■ **YOUR GOAL**: Give an exact copy of the lines from the beginning of the listing below to the "The input data" line, inclusive.

====================

PR #280, opened 2024-02-23
Handle long passband names and test for it

### LINKED ISSUE #279: Creating `PhotometryData` fails if the pasbband_map new passband names are longer than the longest of the original passband names
Consider this setup:

+ The input data to `PhotometryData` has a `passband` column whose contents are `['i']`.
+ The 1passband_map` is `{'i': 'SI'}`

This will issue a warning and fail to update the filter value because the original dtype of the column is based on the length of the longest string in the column, in this case `U1` so unicode, 1 character. Settings the value to a longer string, e.g. `SI`, results in truncation of the value to one character, in this case setting the value to `S`.

The warning is:

```
E           astropy.table.column.StringTruncateWarning: truncated right side string(s) longer than 1 character(s) during assignment
```

Test for this and fix is incoming.

mwcraig:
This fixes #279. I checked that the tests failed before I made the fixes....

@JuanCab if you are able to look over this one by monday that would be great.

### DIFF
--- a/stellarphot/core.py
+++ b/stellarphot/core.py
@@ -166,9 +166,15 @@ class BaseEnhancedTable(QTable):
     def _update_passbands(self):
         # Converts filter names in filter column to AAVSO standard names
         # Assumes _passband_map is in namespace.
-        for orig_pb, aavso_pb in self._passband_map.items():
-            mask = self["passband"] == orig_pb
-            self["passband"][mask] = aavso_pb
+
+        # Create a list of new passband names instead of trying to change names in place
+        # in case any of the new names are longer than the longest of the old names.
+        # If that happens, astropy by default just truncates the names.
+        new_filter_name = [
+            self._passband_map[orig_pb] if orig_pb in self._passband_map else orig_pb
+            for orig_pb in self["passband"]
+        ]
+        self["passband"] = new_filter_name
 
     def clean(self, remove_rows_with_mask=False, **other_restrictions):
         """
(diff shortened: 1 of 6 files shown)


stellarphot/core.py
```diff
@@ -166,9 +166,15 @@ def _update_colnames(self, colname_map, data):
     def _update_passbands(self):
         # Converts filter names in filter column to AAVSO standard names
         # Assumes _passband_map is in namespace.
-        for orig_pb, aavso_pb in self._passband_map.items():
-            mask = self["passband"] == orig_pb
-            self["passband"][mask] = aavso_pb
+
+        # Create a list of new passband names instead of trying to change names in place
```
JuanCab, line 170: Took me a bit of effort to comprehend the list comprehension... but I think it is sound.

stellarphot/core.py
```diff
@@ -166,9 +166,15 @@ def _update_colnames(self, colname_map, data):
...
+        # in case any of the new names are longer than the longest of the old names.
+        # If that happens, astropy by default just truncates the names.
```
JuanCab, line 172: I assume you mean that the truncation is a bad thing...

Also, took me a bit of effort to comprehend the list comprehension... but I think it is sound assuming what you want is for all the `orig_pb` to be kept, using the existing `_passband_map` assigned to `orig_pb` if there is one, otherwise using `orig_pb` itself (I assume instead of letting astropy truncate the old name).

JuanCab (dismissed):
Assuming the test passes, it looks good to me.

mwcraig:
Fixed the tests -- RTD seemed to be failing because of a partially downloaded version of a dependency, and one of the remote data tests because a server at the university of loiusville is down for maintenance. Merging, since both have workarounds for now.

PR #284, opened 2024-03-11
Fix observatory widget

### LINKED ISSUE #281: Observatory input form is unusable
The issue comes up in this form after a valid lat/lon/elevation have been entered. When that is done ipyautoui by default serilaizes the object and puts those values in the form. In particular, lat/lon are converted to dms format regardless of how they were entered.

That is not the end of the world.

But when you try to edit those values, at every keystroke ipyautoui tries to update the value as you are typing it, which is not helpful and makes it impossible to edit.

I think a short term fix is to set `continuous_update` to false on each of the entry widgets.

mwcraig:
This fixes #281 b y disabling `continuous_update` for most entry widgets.

### DIFF
--- a/autoui_widget_viewer.ipynb
+++ b/autoui_widget_viewer.ipynb
@@ -39,7 +39,7 @@
     "    PhotometryApertures, \n",
     "    Exoplanet, \n",
     "    PhotometrySettings, \n",
-    "    PhotometryOptions,\n",
+    "    PhotometryOptionalSettings,\n",
     "    PassbandMap,\n",
     "    SourceLocationSettings,\n",
     ")\n",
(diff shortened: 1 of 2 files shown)


JuanCab (approved):
The changes seem to be mostly documentation and for the auto_widget_viewer.ipynb notebook just changing the name of the PhotometyOptions to PhotometryOptionalSettings (the new name for those settings).  Seems completely reasonable stuff.

mwcraig:
This is really the only functional bit:

```python
    for widget in ui.di_widgets.values():
        if hasattr(widget, "continuous_update"):
            widget.continuous_update = False
```

It prevents the AutoUi widget from trying to force the string representation of values into the widget as you are trying to type. That was really annoying and made it essentially impossible to edit a value like latitude that had correct units but an incorrect value.

PR #285, opened 2024-03-12
Add descriptions to pydantic fields for display in UI

### LINKED ISSUE #283: Add some description of what each of the `PhotometryOptionalSettings` means
Right now it is not obvious what they mean

mwcraig:
This fixes #283 by adding a brief description to each of the optional settings. It also adds descriptions for fields in the rest of the models too. In a couple of cases (e.g. observatory latitude, longitude and elevation) it adds examples of valid values.

### DIFF
--- a/stellarphot/settings/models.py
+++ b/stellarphot/settings/models.py
@@ -336,15 +336,29 @@ class PhotometryApertures(BaseModelWithTableRep):
 
     radius: Annotated[
         PositiveInt,
-        Field(default=1, json_schema_extra=dict(autoui="ipywidgets.BoundedIntText")),
+        Field(
+            default=1,
+            description="radius of circular annulus, in pixels",
+            json_schema_extra=dict(autoui="ipywidgets.BoundedIntText"),
+        ),
     ]
     gap: Annotated[
         PositiveInt,
-        Field(default=1, json_schema_extra=dict(autoui="ipywidgets.BoundedIntText")),
+        Field(
+            default=1,
+            description="Size of gap between aperture and annulus, in pixels",
+            json_schema_extra=dict(autoui="ipywidgets.BoundedIntText"),
+        ),
     ]
     annulus_width: Annotated[
         PositiveInt,
-        Field(default=1, json_schema_extra=dict(autoui="ipywidgets.BoundedIntText")),
+        Field(
+            default=1,
+            description=(
+                "distance between inner and outer radii of annulus, " "in pixels"
+            ),
+            json_schema_extra=dict(autoui="ipywidgets.BoundedIntText"),
+        ),
     ]
     # Disable the UI element by default because it is often calculate from an image
     fwhm: Annotated[PositiveFloat, Field(disabled=True, default=1.0)]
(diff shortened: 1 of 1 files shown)


Tanner728 (approved):
Everything looks good to me. Can the `elevation` also accept imperial units or is it only metric? I do not think most people will try to use imperial units but who knows.

mwcraig:
Imperial is only allowed if they have separately activated it, and I wouldn't guarantee it will work. That was why I made all the examples metric.

stellarphot/settings/models.py
```diff
@@ -336,15 +336,29 @@ class PhotometryApertures(BaseModelWithTableRep):
...
+            json_schema_extra=dict(autoui="ipywidgets.BoundedIntText"),
+        ),
     ]
     annulus_width: Annotated[
         PositiveInt,
-        Field(default=1, json_schema_extra=dict(autoui="ipywidgets.BoundedIntText")),
+        Field(
+            default=1,
+            description=(
+                "distance between inner and outer radii of annulus, " "in pixels"
```
JuanCab, line 358: This line seems malformed, It should work since the parenthesis around the strings effectively collects them together, but WHY was this done here?  The line is not as far as I can see to long to fit within 80 characters.

stellarphot/settings/models.py
```diff
@@ -435,18 +449,50 @@ class Observatory(BaseModelWithTableRep):
...
+        ),
     ]
     longitude: Annotated[
         Longitude,
         _UnitQuantTypePydanticAnnotation,
         BeforeValidator(add_degree_to_float),
+        Field(
+            description="Longitude of the observatory",
+            examples=[
+                "-96.7678",
```
JuanCab, line 474: I know it is a little silly, but given the target audience includes new users, should we clarify negative is used for W longitude and the 360 version is always E of Greenwich?  It would make the description too long, so maybe we put this in the documentation or in the Python notebooks themselves?

stellarphot/settings/models.py
```diff
@@ -435,18 +449,50 @@ class Observatory(BaseModelWithTableRep):
...
+                "263d13m55.92s",
+            ],
+        ),
+    ]
+    elevation: Annotated[
+        QuantityType,
+        WithPhysicalType("length"),
+        Field(
+            description="Elevation of the observatory",
+            examples=["1000 m", "1 km", "6.685e-9 au"],
```
JuanCab, line 487: I like the inclusion of AU, but given this is a *stellar* photometry package maybe pc instead. :)

stellarphot/settings/models.py
```diff
@@ -435,18 +449,50 @@ class Observatory(BaseModelWithTableRep):
...
+        ),
     ]
-    elevation: Annotated[QuantityType, WithPhysicalType("length")]
-    AAVSO_code: str | None = None
-    TESS_telescope_code: str | None = None
+    AAVSO_code: Annotated[str | None, Field(description="AAVSO code for observer")] = (
+        None
+    )
+    TESS_telescope_code: Annotated[
+        str | None, Field(description="AAVSO code for observer")
```
JuanCab, line 494: This description appears to be an accidental duplicate of the AAVSO_code description.

stellarphot/settings/models.py
```diff
@@ -499,10 +545,28 @@ class SourceLocationSettings(BaseModelWithTableRep):
...
+                autoui="ipyautoui.custom.FileChooser",
+                filter_pattern=["*.ecsv", "*.csv"],
+            )
+        ),
     ]
-    use_coordinates: Literal["sky", "pixel"] = "sky"
-    shift_tolerance: NonNegativeFloat = 5.0
+    use_coordinates: Annotated[
+        Literal["sky", "pixel"],
+        Field(description="coordinates to use for locating sources"),
```
JuanCab, line 558: Do we need to add "in images" after "locating sources"?  Probably just me being overly specific.

stellarphot/settings/models.py
```diff
@@ -558,10 +622,42 @@ class PhotometryOptionalSettings(BaseModelWithTableRep):
...
+                "Should the digitization noise be included in the calculation of "
+                "the noise for each observation?"
+            )
+        ),
+    ] = True
+
+    reject_too_close: Annotated[
+        bool,
+        Field(
+            description="Should sources that are too close be excluded from photometry?"
```
JuanCab, line 638: I would say "too close together"... but again, that's me. On first read I imagined (OK, so excluding the moon and orbiting satellites...

stellarphot/settings/models.py
```diff
@@ -558,10 +622,42 @@ class PhotometryOptionalSettings(BaseModelWithTableRep):
...
+        ),
+    ] = True
+
+    reject_background_outliers: Annotated[
+        bool,
+        Field(
+            description=(
+                "Should extreme pixels (e.g. from a star in the annulus) "
```
JuanCab, line 646: For readability, I would move the parenthetical to the end of the sentence and before the question mark.

JuanCab (dismissed):
I really like this PR... making the GUI more usable with built-in help is excellent!  A lot of nit-picking on my part, but happy this is being done.

stellarphot/settings/models.py
mwcraig: Good catch, it had originally been longer

stellarphot/settings/models.py
mwcraig: I'm thinking an example. in the documentation -- for now I'll add a bit of discussion to the `Examples` section of the `Observatory` docstring.

stellarphot/settings/models.py
mwcraig: 😮 

oops

stellarphot/settings/models.py
mwcraig: Yes, I think that is helpful

stellarphot/settings/models.py
```diff
@@ -433,20 +453,70 @@ class Observatory(BaseModelWithTableRep):
...
     ]
-    elevation: Annotated[QuantityType, WithPhysicalType("length")]
-    AAVSO_code: str | None = None
-    TESS_telescope_code: str | None = None
+    elevation: Annotated[
+        QuantityType,
+        WithPhysicalType("length"),
+        Field(
+            description="Elevation of the observatory",
+            examples=["1000 m", "1 km", "3.241e-14 pc"],
```
JuanCab, line 511: Nice fix. :)

JuanCab (approved):
Looks good!

PR #288, opened 2024-03-25
Add method argument to photometry options

### LINKED ISSUE #273: single/multi image photometry should accept a "method" argument that gets passed into photutils
Right now the method is [hardwired to `"center"`](https://github.com/feder-observatory/stellarphot/blob/main/stellarphot/photometry/photometry.py#L409). This will get fixed after #272 is in.

mwcraig:
This fixes #273 by adding a `method` field to `PhotometryOptionalSettings`. The method determines how photutils handles partial pixels. 

The old default in stellarphot used to be "center", but "exact" is arguably the better choice so I changed it.

### DIFF
--- a/stellarphot/photometry/tests/test_photometry.py
+++ b/stellarphot/photometry/tests/test_photometry.py
@@ -48,6 +48,8 @@ DEFAULT_SOURCE_LOCATIONS = SourceLocationSettings(
 )
 
 PHOTOMETRY_OPTIONS = PhotometryOptionalSettings()
+# This used to be the default; it has switched to exact
+PHOTOMETRY_OPTIONS.method = "center"
 
 # A camera with not unreasonable settings
 FAKE_CAMERA = Camera(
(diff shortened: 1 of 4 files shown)


stellarphot/photometry/tests/test_photometry.py
JuanCab, line 1: Test seems reasonable although it might be be nice to construct a test where the "exact" value was known to be greater/less than "center" so we could be a little more precise... but I can't think of an obvious way to predict this for a circular aperture... its probably not worth the time.

stellarphot/settings/models.py
```diff
@@ -617,6 +617,15 @@ class PhotometryOptionalSettings(BaseModelWithTableRep):
         the star. If ``False``, the FWHM will be calculated by finding the
         second order moments of the light distribution. Default is ``True``.
 
+    method : `typing.Literal["exact", "center", "subpixel"]`, optional
```
JuanCab, line 620: If this is optional, I think you want to state 'exact' is the default if it is unset as part of the documentation.

JuanCab (approved):

mwcraig:
Assuming tests pass I'll go ahead and merge this since the only change was to add the default value to the documentation.

mwcraig:
Not sure what is up with RTD this morning, but merging since the previous commit built ok.

PR #290, opened 2024-03-31
Add a system for saving some settings for easier reuse

mwcraig:
The motivation of this pull request is to add a system for saving some settings -- those with a ``name`` field -- in a way that makes reuse easier.

The main additions are in the file `stellarphot/settings/saved_settings.py`, in particular the `SavedSettings` class.  I also fleshed out some of the settings code a little more.

This does add a new dependency, on (`platformdirs`)[https://github.com/platformdirs/platformdirs] which handles figuring out where user data should be stored on each platform. On Mac this ends up being inside `~/Library/Application Support/stellarphot/2`, where `2` refers the the version number of the code.

Once this in I'll open a PR with some notebooks that use this to make re-using settings easier. The idea is that camera, observatory, and passband map will be represented by dropdowns with the current cameras, etc, and an option to create a new camera.

Not sure I'll work up a UI to manage the saved settings more extensively or not, but adding this resolves one of the things I'd been confused about: how to make it easy to re-use camera, observatory or passband map without having to do a bunch of copy/paste.

### DIFF
--- a/.gitignore
+++ b/.gitignore
@@ -20,6 +20,7 @@ pip-wheel-metadata
 .pytest_cache
 .tmp
 .ruff_cache
+.hypothesis
 
 # Sphinx
 docs/api
--- a/docs/index.rst
+++ b/docs/index.rst
@@ -38,32 +38,7 @@ pip install --pre --upgrade stellarphot
 Overview
 --------
 
-Using ``stellarphot`` starts with defining a bunch of configuration settings. Some of these,
-like details about your observing location and camera, will change infrequently.
-Others, like what size apertures to use for photometry and where in each image those
-apertures should be placed, may change from night to night.
 
-All the settings can be made through a graphical interface, via the command line, or by editing
-an existing settings file.
-
-The settings are grouped into these categories:
-
-- Observatory
-- Camera
-- Passband Map
-- Photometry Apertures
-- Source Location Settings
-- Optional Settings
-- Logging Settings
-
-The first three categories each include a ``name`` property, which is used to identify the
-settings and provides a shortcut to re-using those settings in the future.
-
-A copy of the settings are stored in a file called `stellarphot_settings.json` in the working directory
-where you are using stellarphot. It is these settings that are used when you run the photometry.
-
-Settings can be generated using a jupyter notebook with a graphical interface, by using the command line,
-or by editing a settings file directly.
 
 Graphical interface for generating settings
 -------------------------------------------
@@ -88,32 +63,6 @@ Editing a settings file directly
 
 The settings file is a JSON file that can be edited in any text editor.
 
-
-Provide your observatory information
--------------------------------------
-
-.. autopydantic_field:: stellarphot.settings.Observatory.latitude
-    :field-show-constraints: False
-..     :model-show-config-summary: False
-..     :model-show-field-summary: False
-.. .. autopydantic_model:: stellarphot.settings.Observatory
-..     :model-show-config-summary: False
-..     :model-show-field-summary: False
-
-Provide your camera information
--------------------------------
-
-TBD
-
-Provide a source list
----------------------
-
-TBD
-
-Some optional settings
------------------------
-
-TBD
 
 Performing photometry
 ---------------------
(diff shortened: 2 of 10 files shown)


JuanCab:
> This does add a new dependency, on (`platformdirs`)[https://github.com/platformdirs/platformdirs] which handles figuring out where user data should be stored on each platform. On Mac this ends up being inside `~/Library/Application Support/stellarphot/2`, where `2` refers the the version number of the code.

We should (if you haven't already) probably add documentation stating where the preferences are stored on the three major platforms, just so people know.

.gitignore
```diff
@@ -20,6 +20,7 @@ pip-wheel-metadata
 .pytest_cache
 .tmp
 .ruff_cache
+.hypothesis
```
JuanCab, line 23: Does this mean you are adding hypothesis to the suite of tools used for testing?

docs/index.rst
```diff
@@ -38,33 +38,31 @@ pip install --pre --upgrade stellarphot
...
-TBD
+To generate settings using the command line, run the following command:
 
-Provide a source list
----------------------
+```bash
+stellarphot-settings
+```
+
+This will generate a settings file in the directory in which you run the command
```
JuanCab, line 58: Is this separate from the one you mentioned going in the OS-dependent preferences directory or does it over-ride it?  You discuss this in the settings.rst file, but didn't know if it made sense to distinguish it here or say to check the settings documentation for more details.

docs/index.rst
```diff
@@ -38,33 +38,31 @@ pip install --pre --upgrade stellarphot
...
-There is a graphical interface for making all of the settings below. They can also be set
-programmatically in Python or by editing a file in your favorite text editor.
 
-Provide your observatory information
--------------------------------------
+Graphical interface for generating settings
+-------------------------------------------
 
-TBD
+To generate settings using a graphical interface, start Jupyter lab. In the launcher will be a section called
```
JuanCab, line 46: Is it "Jupyter lab"?  The [documentation](https://docs.jupyter.org/en/latest/) suggests it is "JupyterLab"... So does [this YouTube video](https://www.youtube.com/watch?v=dQw4w9WgXcQ).

docs/stellarphot/settings.rst
```diff
@@ -0,0 +1,142 @@
...
+- `~stellarphot.settings.PhotometryApertures`
+- `~stellarphot.settings.SourceLocationSettings`
+- `~stellarphot.settings.OptionalSettings`
+- `~stellarphot.settings.LoggingSettings`
+
+
+A copy of the settings are stored in a file called `stellarphot_settings.json` in the working directory
+where you are using stellarphot. It is these settings that are used when you run the photometry.
+
+Settings can be generated using a jupyter notebook with a graphical interface, by using the command line,
```
JuanCab, line 29: I think "Jupyter" like "Python" should probably be capitalized throughout...

mwcraig:
> We should (if you haven't already) probably add documentation stating where the preferences are stored on the three major platforms, just so people know.

I think I documented (in the narrative documentation) that they can get the location from a `SavedSettings` object with the `settings_path` attribute. My preference would be to document it like that (i.e. provide a clear way to get the path) rather than having to maintain a mirror of what platformdirs says is the way.

docs/stellarphot/settings.rst
JuanCab, line 1: Nice first draft, very readable and clear.

stellarphot/settings/settings_files.py
```diff
@@ -0,0 +1,236 @@
...
+            del instance.as_dict[name]
+            instance.save()
+        else:
+            # Delete the entire file
+            file_path.unlink(missing_ok=True)
+
+
+class Cameras(SavedFileOperations, BaseModel):
+    # Using the ClassVar annotation means this is treated as a class variable rather
+    # than a pydantic field. We don't pydantic storing the name of the settings file in
```
JuanCab, line 82: We don't WANT pydantic storing... (missing word?)

JuanCab (changes requested):
Looks good but for a few typos.  The tests seem to cover everything I can think of that could go wrong with this scheme and then some.

.gitignore
mwcraig: No, but for some reason I keep getting a hypothesis directory when I run tests, so I wanted it to go away.

docs/index.rst
mwcraig: I think you are right...."JupyterLab"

====================

■ **RESULT BELOW**:
PR #280, opened 2024-02-23
Handle long passband names and test for it

### LINKED ISSUE #279: Creating `PhotometryData` fails if the pasbband_map new passband names are longer than the longest of the original passband names
Consider this setup:

+ The input data to `PhotometryData` has a `passband` column whose contents are `['i']`.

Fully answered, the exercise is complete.